Looking at his book, and am obviously new to studying this. Could someone help explain to me how the truth table is valid here?
To my understanding, when $C=0$, the circuit behaves like a reversible AND gate, and when $C=1$, it acts as reversible NAND gate. So, my question is, shouldn't the output on the truth table be $f(1,1)$, when $A,B = 0$ and $C=1$?
Obviously, I'm wrong, but can't understand why.
The page for reference:
To add onto the answers, another way to look at why when A,B = 0 and C = 1, then $\overline{f(0,0)}$, is the inputs of f. The input of f is A and B. For example when A,B= 0, then f(0,0) will be in the result, because f takes in A and B as inputs(hence f(A,B) as denoted above). As others stated above, C = 1 then negates the problem, resulting in $\overline{f(0,0)}$. f(1,1) does not make sense because the inputs A,B = 0, not A,B = 1. If A,B = 1, THEN f(1,1) being in the result would make sense(in this case, the answer would be $\overline{f(1,1)}$, because C = 1 negates f). I hope this helps.

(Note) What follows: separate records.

PR #510, opened 2018-12-23
PHPUnit: use XSD schema from vendor

mhujer:
| Q             | A
| ------------- | ---
| License       | MIT

Instead of having to manually downloading the XSD to get completion (It available in Alt+Enter menu in PhpStorm), we can use the XSD directly from the installed package.


nicolas-grekas:
Does this work when the simple-phpunit script from the bridge is used?

mhujer:
Ups, maybe not. I'm personally not using it, so I will try it and verify this.

Pierstoval:
By the way, integration of the phpunit bridge in PHPStorm is really cumbersome, so at least keeping this canonical xsd reference is the best option IMO

mhujer:
My change does not work with simple-phpunit, because it installs PHPUnit separately into 
`bin/.phpunit/phpunit-6.5/`, so I'm closing this PR.

PR #518, opened 2019-01-09
Always load .env.local even in test environment

bocharsky-bw:
| Q             | A
| ------------- | ---
| License       | MIT

I'm not sure about the original purpose of this, but does anybody have a good example when it's useful?

Because for me it does not seem useful. For example, I may have some paths to binaries that are different on different systems, so I'd like to overwrite these paths with my `.env.local` that are defaulted in `.env`. And I do want to use those new paths in every environment, not only in `dev`/`prod` skipping `test`. And I don't see a value in duplicating them one more time in `.env.test.local`. Thoughts?


bocharsky-bw:
Oh, looks like on purpose. OK, thanks for the explanation

weaverryan:
We should document this - it would bite me too, honestly.

PR #519, opened 2019-01-09
Remove apostrophes from trusted hosts

ChristianVermeulen:
| Q             | A
| ------------- | ---
| License       | MIT

When activating the `TRUSTED_PROXIES` in the `.env` the enclosing apostrophes mess up the regex. The `Request::SetTrustedProxies` turns this into `{'^localhost|example\\.com$'}i`. In this form the preg_match can not match the hosts.

On top of that, the double `\` also messes it up because this escapes the backslash itself instead of the dot. Therefore the regex will be matching _any charachter except linebreaks_ in the url, while it should be matching the dot.

### DIFF
--- a/symfony/framework-bundle/3.3/manifest.json
+++ b/symfony/framework-bundle/3.3/manifest.json
@@ -15,7 +15,7 @@
         "APP_ENV": "dev",
         "APP_SECRET": "%generate(secret)%",
         "#TRUSTED_PROXIES": "127.0.0.1,127.0.0.2",
-        "#TRUSTED_HOSTS": "^localhost|example\\.com$"
+        "#TRUSTED_HOSTS": "^localhost|example\.com$"
     },
     "gitignore": [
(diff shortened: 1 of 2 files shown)


ChristianVermeulen:
Hmm, this is interesting, apparently the flex tester does not accept the dot escaping. So presumably the extra slash is to satisfy the tests.

However, if that is the case, then it should be factored in when executing the configuration so the double backslash does not end up in the actual `.env` file.

🤔

nicolas-grekas:
Are you using docker-composer? It has a buggy .env parser. Otherwise, the quotes are correctly parsed by all loaders.
Nothing to fix here to me.

ChristianVermeulen:
@nicolas-grekas why yes I do! That sucks... Never crossed my mind it could've been that one. Thanks for the heads up! Hopefully this (closed) PR will be useful to googlers in the future!

PR #524, opened 2019-01-24
adjust recipe configuration

dbu:
preserving headers on redirects includes a potential security risk because on redirect to a different domain credential headers would be leaked.

| Q             | A
| ------------- | ---
| License       | MIT

### DIFF
--- a/php-http/httplug-bundle/1.6/config/packages/httplug.yaml
+++ b/php-http/httplug-bundle/1.6/config/packages/httplug.yaml
@@ -1,7 +1,7 @@
 httplug:
     plugins:
-        redirect:
-            preserve_header: true
+        retry:
+            retry: 1
 
     discovery:
         client: 'auto'
@@ -12,3 +12,7 @@ httplug:
             plugins:
                 - 'httplug.plugin.content_length'
                 - 'httplug.plugin.redirect'
+                - header_defaults:
+                    headers:
+                        "X-Httplug": "This is just an example".
+                - 'httplug.plugin.retry'
--- a/php-http/httplug-bundle/1.6/config/packages/httplug.yaml
+++ b/php-http/httplug-bundle/1.6/config/packages/httplug.yaml
@@ -14,5 +14,5 @@ httplug:
                 - 'httplug.plugin.redirect'
                 - header_defaults:
                     headers:
-                        "X-Httplug": "This is just an example".
+                        "X-Httplug": "This is just an example"
                 - 'httplug.plugin.retry'


php-http/httplug-bundle/1.6/config/packages/httplug.yaml
```diff
@@ -12,3 +12,7 @@ httplug:
             plugins:
                 - 'httplug.plugin.content_length'
                 - 'httplug.plugin.redirect'
+                - header_defaults:
+                    headers:
```
dbu: i don't see what would be wrong with this line, its allowed by the configuration: https://github.com/php-http/HttplugBundle/blob/v1.6.0/DependencyInjection/Configuration.php#L319

Nyholm:
I had a similar issue in https://github.com/symfony/recipes-contrib/pull/591/files

You could update the recipe with the super expressive syntax and you will be fine. 
Sorry for not catching this before.

dbu:
i don't see the connection with the buzz pull request. for buzz you are adding a service definition file. or what do you mean with "super expressive syntax"? i tried adding a newline when we have a nested definition after a `-` but that seems not to help.

Nyholm:
> i tried adding a newline when we have a nested definition after a - but that seems not to help.

Yeah, that is what i meant. Hm.

php-http/httplug-bundle/1.6/config/packages/httplug.yaml
xabbuh: What happens with the following?

```yaml
httplug:
    plugins:
        redirect:
            preserve_header: true

    discovery:
        client: 'auto'

    clients:
        app:
            http_methods_client: true
            plugins:
                - 'httplug.plugin.content_length'
                - 'httplug.plugin.redirect'
                - header_defaults:
                      headers:
                          "X-Httplug": "This is just an example."
                - 'httplug.plugin.retry'
```

Nyholm: That’s is what we started with. Right? @dbu

xabbuh: I moved the dot of the header value into the quotes.

dbu: ah damn, i did not see that dot :man_facepalming: 
yep, that was the problem

xabbuh: The error message was indeed a bit misleading. http://yaml-online-parser.appspot.com/ is a good place to quickly verify some YAML string.

Nyholm:
This recipe is moved to contrib.

dbu:
@Nyholm as you also contribute to httplug: do you know if this is already committed in contrib or does this mean i should re-create the change against contrib?

Nyholm:
I know the recipe was just moved. So yes. Recreate the issue. 

Sorry for being short when closing.

PR #525, opened 2019-01-28
fix mercure environment variable name in parameters

GregoireHebert:
| Q             | A
| ------------- | ---
| License       | MIT

The default environment variable set when installing is `MERCURE_JWT ` not `MERCURE_JWT_SECRET`, It contains the JWT token not the secret of it.
The envvar is correctly set but the parameter used is defined with the wrong one.

### DIFF
--- a/symfony/mercure-bundle/0.1/config/packages/mercure.yaml
+++ b/symfony/mercure-bundle/0.1/config/packages/mercure.yaml
@@ -2,4 +2,4 @@ mercure:
     hubs:
         default:
             url: '%env(MERCURE_PUBLISH_URL)%'
-            jwt: '%env(MERCURE_JWT_SECRET)%'
+            jwt: '%env(MERCURE_JWT)%'


GregoireHebert:
ping @dunglas

dunglas:
This was done on purpose. The `_SECRET` suffix triggers some security features (like hiding the env var from logs) in some cloud providers, including SymfonyCloud. It's why it has this name, even if I agree that it can be confusing (the initial name was without the suffit, but I've been asked to change it).

Also, the JWT itself must be stored with care, it's equivalent to a password (especially if it doesn't expire).

GregoireHebert:
Alright then we should change the environment variable set in https://github.com/api-platform/api-platform/blob/master/api/.env#L30 by default.

Closing.

Pierstoval:
I also was confued a lot by this var name, I didn't understand that it was the secret at first and couldn't make Mercure work during the workshop because of this 😕 

I don't see why the fact that it's hidden on SfCloud or other provides is a problem: it's a "secret" after all, and should be kept secret 🙂

stof:
> I don't see why the fact that it's hidden on SfCloud or other provides is a problem: it's a "secret" after all, and should be kept secret slightly_smiling_face

that's not an issue. That's a feature. This is one of the reasons why this suffix was *added* previously.

teohhanhui:
This is really confusing, because this is a JWT token which is signed with a **secret** key. It's too easy to confuse the two.

teohhanhui:
IMO this should be named `MERCURE_JWT_TOKEN`. The CI providers should be smart enough to obfuscate anything that says "token" too, no? If not, perhaps they should?

dunglas:
I agree that it would be super cool if SymfonyCloud could hide variables containing the `_TOKEN` suffix too.

fabpot:
@dunglas That's already the case. when you add an env var that ends with `_TOKEN`, it's hidden (same for some other suffixes like `_PASS` or `_SECRET`).

teohhanhui:
So we can go ahead and fix the name of this env var, to avoid confusion.

PR #526, opened 2019-01-29
Making doctrine package config easier 

ad3n:
| Q             | A
| ------------- | ---
| License       | MIT

Making doctrine package config easier


fabpot:
It's done this way for a reason: Doctrine need the information at compile time. So, this cannot be configured via env vars.

PR #530, opened 2019-02-19
(WIP) Make tests faster by default

javiereguiluz:
| Q             | A
| ------------- | ---
| License       | MIT

As explained by @stof in [this comment](https://github.com/symfony/symfony/issues/30290#issuecomment-464846550) most of the times you can run tests in the (much faster) "debug = false" mode.

This PR is incomplete! We need to see how to implement the clearing of the test cache when needed. @stof do you suggest to use something similar to what you showed in this gist? https://gist.github.com/stof/fb45ca5940159b2741081e1cb2dae3b0

Thanks.

### DIFF
--- a/symfony/phpunit-bridge/3.3/phpunit.xml.dist
+++ b/symfony/phpunit-bridge/3.3/phpunit.xml.dist
@@ -10,6 +10,7 @@
     <php>
         <ini name="error_reporting" value="-1" />
         <env name="APP_ENV" value="test" />
+        <env name="APP_DEBUG" value="false" />
         <env name="SHELL_VERBOSITY" value="-1" />
     </php>
 


B-Galati:
One solution for the bootstrap file that would be simpler than a class.

```
require __DIR__ . '/../vendor/autoload.php';

$keepSymfonyCache = $_SERVER['KEEP_SYMFONY_TEST_CACHE'] ?? $_ENV['KEEP_SYMFONY_TEST_CACHE'] ?? false;

if (!$keepSymfonyCache) {
    $filesystem = new Filesystem();

    $filesystem->remove([__DIR__.'/../var/cache/test']);

    echo "Test cache cleared\n";
}
```

Far from perfect, it's just to give ideas.

mhujer:
Just tried flipping the switch on our project and it sped the test suite from `1.48 minutes` to `52.87 seconds`.

Awesome 👏 👍

fbourigault:
As I wrote in https://github.com/symfony/symfony/issues/30290, I'm using the following `bootstrap.php`:

```php
<?php

use Symfony\Component\Config\Resource\SelfCheckingResourceChecker;
use Symfony\Component\Config\ResourceCheckerConfigCache;
use Symfony\Component\Filesystem\Filesystem;

require __DIR__.'/../../vendor/autoload.php';

$cacheDir = __DIR__ . '/../../var/cache/test';
$configCache = new ResourceCheckerConfigCache("{$cacheDir}/appAppKernelTestContainer.php", [new SelfCheckingResourceChecker()]);
if (!$configCache->isFresh()) {
    $filesystem = new Filesystem();
    $filesystem->remove($cacheDir);
}
```
I use this since a week and it works like a charm. My container is fresh like before but the check is only done once and so I halved my Behat suite execution time.

It's a bit hardcoded, but with some changes in the Kernel, it would be possible to have this code dynamic and so get this a viable solution.

symfony/phpunit-bridge/3.3/phpunit.xml.dist
```diff
@@ -10,6 +10,7 @@
     <php>
         <ini name="error_reporting" value="-1" />
         <env name="APP_ENV" value="test" />
+        <env name="APP_DEBUG" value="false" />
```
alexander-schranz: We mostly have 4 environments in our application where the additional does match mostly the prod configuration, so I did change this line in the [bootstrap.php](https://github.com/symfony/recipes/blob/d9dc7a8ff5b46d20b1197d14bcf2551a448a8ae1/symfony/framework-bundle/4.2/config/bootstrap.php#L20) to avoid a `in_array` check to  `... && 'dev' === $_SERVER['APP_ENV']`.

B-Galati:
Note that the profiler will not be available by default in test environment if APP_DEBUG is false.

I made a PR to document that behavior symfony/symfony-docs#11429

fabpot:
Now that we moved everything back to `.env` files, shouldn't we add `APP_DEBUG=0` to a `.env.local.test` file instead?

teohhanhui:
We also need:

```yaml
framework:
    profiler: false
```

in https://github.com/symfony/recipes/blob/master/symfony/web-profiler-bundle/3.3/config/packages/test/web_profiler.yaml

nicolas-grekas:
Alternative proposal: https://github.com/symfony/symfony/pull/34399

javiereguiluz:
Let's close this ... because the new proposal looks much safer and numbers are truly promising! Thanks.

maks-rafalko:
Besides the speed, there is one more (I think major) benefit of using `APP_DEBUG=false`. Functional tests start responding with `Internal Server Error` rather than with real exception message.

This is a deal breaker in such projects like api-platform. I saw 2-3 projects, where people asserting that response contains some exception message `XXX` in **functional tests** when `APP_DEBUG=true`, while in fact the response message is `Internal Server Error`, and test start failing after using `APP_DEBUG=false`.

--

TL;DR Using `APP_DEBUG=false` with functional tests is right way from `5xx` errors points of view.

teohhanhui:
Anyway, there's nothing unsafe about setting `kernel.debug` to `false` in the test environment...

It should be $\overline{f(0,0)}$ when $A=B=0$ and $C=1$, I think. In the truth table, $f$ is unspecified but we could have $f$ be an AND gave and $\overline f$ be a NAND gate. But $f$ could be any of the two-input Boolean functions.
The inputs to $f$ are $A$ and $B$, while $C$ inverts whatever $f$ calculates.
If the function is $f(A, B)$, and $A = 0$ and $B = 0$, you just replace $A$ and $B$ for their corresponding values inside the function; therefore, $f(A, B)$ simply becomes $f(0, 0)$. Then, taking $f(0, 0) \oplus C$ for $C = 1$, turns $f(0, 0) \oplus 1$ into $\overline{f(0, 0})$ because adding a $1$ to a variable in modulo-2 is equivalent simply negating that variable.
Therefore, for $A = B = 0$ and $C = 1$:
$$f(A, B) \oplus C = \overline{f(0, 0})$$